[THE RECORDS]
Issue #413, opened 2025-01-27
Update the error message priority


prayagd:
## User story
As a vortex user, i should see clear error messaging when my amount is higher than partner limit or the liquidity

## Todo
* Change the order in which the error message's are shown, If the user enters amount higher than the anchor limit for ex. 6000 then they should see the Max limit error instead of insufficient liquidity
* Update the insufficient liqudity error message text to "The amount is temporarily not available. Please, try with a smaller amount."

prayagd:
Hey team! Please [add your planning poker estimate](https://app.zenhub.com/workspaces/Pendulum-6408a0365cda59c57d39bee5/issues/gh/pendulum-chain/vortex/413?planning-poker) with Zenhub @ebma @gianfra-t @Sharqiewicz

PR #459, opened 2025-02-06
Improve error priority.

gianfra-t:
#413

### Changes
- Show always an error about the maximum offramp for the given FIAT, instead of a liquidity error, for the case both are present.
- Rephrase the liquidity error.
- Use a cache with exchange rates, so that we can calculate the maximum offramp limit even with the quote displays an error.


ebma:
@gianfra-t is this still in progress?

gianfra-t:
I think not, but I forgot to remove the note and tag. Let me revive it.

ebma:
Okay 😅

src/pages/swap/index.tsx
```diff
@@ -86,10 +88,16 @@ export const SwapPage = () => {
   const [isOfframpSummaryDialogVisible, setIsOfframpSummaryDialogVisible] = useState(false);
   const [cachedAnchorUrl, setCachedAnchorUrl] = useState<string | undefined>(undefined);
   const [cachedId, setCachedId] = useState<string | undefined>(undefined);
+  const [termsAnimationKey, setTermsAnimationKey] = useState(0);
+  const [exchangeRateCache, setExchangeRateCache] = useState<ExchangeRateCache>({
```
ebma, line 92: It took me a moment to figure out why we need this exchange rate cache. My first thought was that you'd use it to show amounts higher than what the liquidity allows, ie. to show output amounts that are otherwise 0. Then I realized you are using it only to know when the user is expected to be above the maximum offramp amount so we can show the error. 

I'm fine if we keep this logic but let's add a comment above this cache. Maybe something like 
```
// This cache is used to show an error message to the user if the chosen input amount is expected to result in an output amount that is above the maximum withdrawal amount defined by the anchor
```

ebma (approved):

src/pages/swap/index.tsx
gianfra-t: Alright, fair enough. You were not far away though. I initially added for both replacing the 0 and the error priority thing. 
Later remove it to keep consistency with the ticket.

...

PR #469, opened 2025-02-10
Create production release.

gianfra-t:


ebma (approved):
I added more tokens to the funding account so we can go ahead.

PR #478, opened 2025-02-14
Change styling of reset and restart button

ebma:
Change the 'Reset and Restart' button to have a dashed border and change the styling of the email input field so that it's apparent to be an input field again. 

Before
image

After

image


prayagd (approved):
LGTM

* * *

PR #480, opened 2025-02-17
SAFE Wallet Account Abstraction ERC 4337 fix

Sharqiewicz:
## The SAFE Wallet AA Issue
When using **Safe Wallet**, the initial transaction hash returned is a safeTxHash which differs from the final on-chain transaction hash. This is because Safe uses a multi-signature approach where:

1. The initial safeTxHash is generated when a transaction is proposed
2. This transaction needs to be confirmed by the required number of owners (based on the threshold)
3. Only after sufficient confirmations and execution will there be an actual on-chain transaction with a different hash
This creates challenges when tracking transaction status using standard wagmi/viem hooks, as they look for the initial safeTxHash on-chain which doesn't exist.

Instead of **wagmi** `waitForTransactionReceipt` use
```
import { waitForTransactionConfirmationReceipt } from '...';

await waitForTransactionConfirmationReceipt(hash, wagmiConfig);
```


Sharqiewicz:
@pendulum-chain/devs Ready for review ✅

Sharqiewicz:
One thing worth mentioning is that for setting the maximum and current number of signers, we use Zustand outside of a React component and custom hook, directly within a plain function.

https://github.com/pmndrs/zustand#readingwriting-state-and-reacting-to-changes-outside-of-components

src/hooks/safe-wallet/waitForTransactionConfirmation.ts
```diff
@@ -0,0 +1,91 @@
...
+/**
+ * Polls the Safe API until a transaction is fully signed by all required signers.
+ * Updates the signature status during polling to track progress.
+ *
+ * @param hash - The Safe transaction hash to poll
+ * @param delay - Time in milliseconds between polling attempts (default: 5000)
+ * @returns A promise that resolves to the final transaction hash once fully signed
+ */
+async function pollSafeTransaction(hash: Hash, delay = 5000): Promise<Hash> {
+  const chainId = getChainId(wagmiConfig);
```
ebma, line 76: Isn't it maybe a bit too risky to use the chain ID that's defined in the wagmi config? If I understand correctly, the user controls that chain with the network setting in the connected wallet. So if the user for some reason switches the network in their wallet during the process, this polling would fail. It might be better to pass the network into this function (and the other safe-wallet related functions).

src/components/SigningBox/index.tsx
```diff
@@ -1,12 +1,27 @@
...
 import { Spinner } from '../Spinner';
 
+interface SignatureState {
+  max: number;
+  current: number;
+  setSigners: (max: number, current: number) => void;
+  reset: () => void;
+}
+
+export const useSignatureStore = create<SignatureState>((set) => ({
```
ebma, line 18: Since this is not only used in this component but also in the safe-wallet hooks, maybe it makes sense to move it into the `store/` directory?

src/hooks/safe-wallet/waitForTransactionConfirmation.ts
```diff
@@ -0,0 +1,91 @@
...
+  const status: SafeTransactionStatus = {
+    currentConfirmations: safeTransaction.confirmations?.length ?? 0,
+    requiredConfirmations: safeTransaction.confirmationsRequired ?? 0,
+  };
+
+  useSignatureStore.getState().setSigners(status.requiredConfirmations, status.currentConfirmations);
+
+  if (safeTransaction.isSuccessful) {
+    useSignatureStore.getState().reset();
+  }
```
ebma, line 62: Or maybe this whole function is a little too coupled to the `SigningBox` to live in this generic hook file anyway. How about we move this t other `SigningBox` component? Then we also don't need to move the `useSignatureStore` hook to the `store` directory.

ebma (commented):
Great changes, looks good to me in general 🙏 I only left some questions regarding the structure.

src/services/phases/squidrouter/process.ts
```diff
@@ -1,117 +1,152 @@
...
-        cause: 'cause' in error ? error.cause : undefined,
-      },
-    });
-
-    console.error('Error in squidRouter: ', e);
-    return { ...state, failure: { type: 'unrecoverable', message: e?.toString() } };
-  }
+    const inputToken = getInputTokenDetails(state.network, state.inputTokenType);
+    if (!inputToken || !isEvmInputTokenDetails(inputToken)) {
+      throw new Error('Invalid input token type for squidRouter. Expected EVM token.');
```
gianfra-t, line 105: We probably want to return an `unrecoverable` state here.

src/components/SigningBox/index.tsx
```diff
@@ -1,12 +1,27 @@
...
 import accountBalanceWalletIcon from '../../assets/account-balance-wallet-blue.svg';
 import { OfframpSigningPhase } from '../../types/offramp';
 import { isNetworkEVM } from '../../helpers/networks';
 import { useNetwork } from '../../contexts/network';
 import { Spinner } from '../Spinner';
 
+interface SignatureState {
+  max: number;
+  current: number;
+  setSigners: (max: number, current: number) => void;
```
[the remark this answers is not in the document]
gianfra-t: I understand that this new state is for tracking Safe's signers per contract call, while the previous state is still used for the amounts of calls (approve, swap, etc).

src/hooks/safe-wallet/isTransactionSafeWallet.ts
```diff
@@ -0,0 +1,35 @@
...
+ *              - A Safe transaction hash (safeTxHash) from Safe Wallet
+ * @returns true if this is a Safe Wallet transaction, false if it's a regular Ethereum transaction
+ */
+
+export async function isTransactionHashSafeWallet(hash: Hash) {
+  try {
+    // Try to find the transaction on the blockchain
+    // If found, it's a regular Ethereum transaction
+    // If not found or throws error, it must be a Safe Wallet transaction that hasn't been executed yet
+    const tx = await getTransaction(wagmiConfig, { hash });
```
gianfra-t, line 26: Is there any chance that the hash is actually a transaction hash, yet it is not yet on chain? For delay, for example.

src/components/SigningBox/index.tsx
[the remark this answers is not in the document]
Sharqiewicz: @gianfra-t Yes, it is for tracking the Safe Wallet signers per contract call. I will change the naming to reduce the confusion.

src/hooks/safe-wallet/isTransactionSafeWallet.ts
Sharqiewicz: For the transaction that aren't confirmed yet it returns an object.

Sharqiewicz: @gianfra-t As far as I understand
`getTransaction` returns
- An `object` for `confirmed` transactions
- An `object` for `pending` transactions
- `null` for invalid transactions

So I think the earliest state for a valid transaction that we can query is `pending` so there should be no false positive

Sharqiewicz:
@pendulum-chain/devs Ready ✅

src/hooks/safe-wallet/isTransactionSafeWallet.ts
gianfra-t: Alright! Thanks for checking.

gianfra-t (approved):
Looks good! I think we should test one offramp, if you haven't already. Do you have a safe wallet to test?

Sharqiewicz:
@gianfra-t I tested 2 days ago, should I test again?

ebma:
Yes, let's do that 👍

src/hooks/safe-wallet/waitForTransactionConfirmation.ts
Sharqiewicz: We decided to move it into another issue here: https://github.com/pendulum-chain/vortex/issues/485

[PROBLEM TO SOLVE]
Scan the data above for the word "into" and report every line where it is found.

[RESPONSE]
ebma, line 76: Isn't it maybe a bit too risky to use the chain ID that's defined in the wagmi config? If I understand correctly, the user controls that chain with the network setting in the connected wallet. So if the user for some reason switches the network in their wallet during the process, this polling would fail. It might be better to pass the network into this function (and the other safe-wallet related functions).
ebma, line 18: Since this is not only used in this component but also in the safe-wallet hooks, maybe it makes sense to move it into the `store/` directory?
Sharqiewicz: We decided to move it into another issue here: https://github.com/pendulum-chain/vortex/issues/485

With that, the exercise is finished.